The California Journalism Preservation Act, as it was christened, establishes a “journalism usage fee” that big techs must pay to media outlets, and requires that at least 70% of the proceeds from the new fee be invested in the job creation in the sector.

The bill passed the Assembly and now heads to the state Senate. If approved, it will go to Democratic Governor Gavin Newsom for signature. The project has support in the Legislative and was approved with a large majority in the Assembly, with 46 votes in favor and 6 against.

“Allowing publishers to receive a fair market value for content used by others will preserve and ensure the sustainability of local and diverse media,” says the approved text.

The measure has great weight in California, as it is the state where the headquarters of large technology companies are located, but there is also a similar project being discussed in the US Congress, the Law of Competition for the Preservation of Journalism, which if approved will make the big techs pay for content usage across the country.

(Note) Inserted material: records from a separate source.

PR #330, opened 2019-07-03
_vjpConv2DBackpropInput incorrectly passing shape to conv2DBackpropFi…

sjaz24:
…lter filterSizes parameter instead of filter shape.

### DIFF
--- a/Sources/TensorFlow/Operators/NN.swift
+++ b/Sources/TensorFlow/Operators/NN.swift
@@ -185,7 +185,7 @@ func _vjpConv2DBackpropInput<Scalar: TensorFlowFloatingPoint>(
     let value = conv2DBackpropInput(x, shape: shape, filter: filter,
                                     strides: strides, padding: padding, dilations: dilations)
     return (value, { v in
-        (conv2DBackpropFilter(x, input: v, filterSizes: shape, strides: strides,
+        (conv2DBackpropFilter(x, input: v, filterSizes: filter.shapeTensor, strides: strides,
                               padding: padding, dilations: dilations),
          conv2D(v, filter: filter, strides: strides, padding: padding, dilations: dilations))
     })


sjaz24:
Not sure why it is saying "Need a CLA for one or more commit authors". I've gone through the individual CLA process twice now.

Shashi456:
@sjaz24 don't mind that, it'll resolve itself in a while.

Sources/TensorFlow/Operators/NN.swift
```diff
@@ -185,7 +185,7 @@ func _vjpConv2DBackpropInput<Scalar: TensorFlowFloatingPoint>(
     let value = conv2DBackpropInput(x, shape: shape, filter: filter,
                                     strides: strides, padding: padding, dilations: dilations)
     return (value, { v in
```
```suggestion
     return (value, { [filterShape = filter.shapeTensor] v in
```

Sources/TensorFlow/Operators/NN.swift
```diff
@@ -185,7 +185,7 @@ func _vjpConv2DBackpropInput<Scalar: TensorFlowFloatingPoint>(
...
-        (conv2DBackpropFilter(x, input: v, filterSizes: shape, strides: strides,
+        (conv2DBackpropFilter(x, input: v, filterSizes: filter.shapeTensor, strides: strides,
```
rxwei: Using `filter.shapeTensor` here is less than ideal because the `filter` value would be captured in the backward pass, while we only need its `shapeTensor`. Instead, you can explicitly capture `filter.shapeTensor` as a separate value (`filterShape`, in my suggestion above), and use `filterShape` here directly.
```suggestion
        (conv2DBackpropFilter(x, input: v, filterSizes: filterShape, strides: strides,
```

rxwei:
@sjaz24 It is possible that commit https://github.com/tensorflow/swift-apis/pull/330/commits/23176cc1820c81fe49c9e90fa504da46590e8421 isn't associated with the email address which you signed the CLA with. Could you please verify that?

Sources/TensorFlow/Operators/NN.swift
sjaz24: Yes, that makes total sense.

sjaz24:
Yes that's probably it. I just took my gmail when I did the CLA and only asked for my github username but my github is using a different email.

rxwei:
Could you try resetting the author of both commits?

rxwei:
Have you tried `git config --global user.email ...` before resetting commits? You could also squash all commits into one so that you can reset the email address more easily.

The California project “shows that Americans understand the importance and value of journalism in keeping their communities safe and informed and ensuring the accountability of those in power,” Danielle Coffey, president of the News/Media Alliance, said in a statement. which represents nearly 2,000 American newspapers.

Tech companies reacted. Meta stated that if the bill passes in the state, the company “will be obligated to remove news from Facebook and Instagram, instead of paying into a secret fund that mainly benefits large out-of-state media companies under the guise of help California publishers,” he said in a statement.

This has already been done in other places where similar laws have been passed in recent years. In Australia, for example, a pioneer in the adoption of this model, Facebook and Google removed news links from their platforms immediately after the new regulation, in March 2021.

The government took the field, however, and the big techs made a deal with the newsrooms, which in the first year alone yielded 200 million Australian dollars (R$ 656 million) for journalistic companies, according to the magazine Columbia Journalism Review. In the country, up to 30% of salaries in the sector are paid with resources from the large platforms.

The same happened in Canada, when Google blocked news from search results pages in February this year. Meta also announced that it will do the same.

The payment to journalistic companies is an attempt to solve the crisis of the professional press business model, mainly caused by the hegemony of big techs in the advertising market. The premise is that internet platforms gain relevance and profit by displaying journalistic content without paying anything for it and should share the result with media companies.

In Brazil, the PL (bill) of Fake News included payment by platforms for the journalistic content used, but amid obstacles and strong opposition from big techs, deputies withdrew the remuneration of the text under discussion in the Chamber, to try to approve it later in another separate project.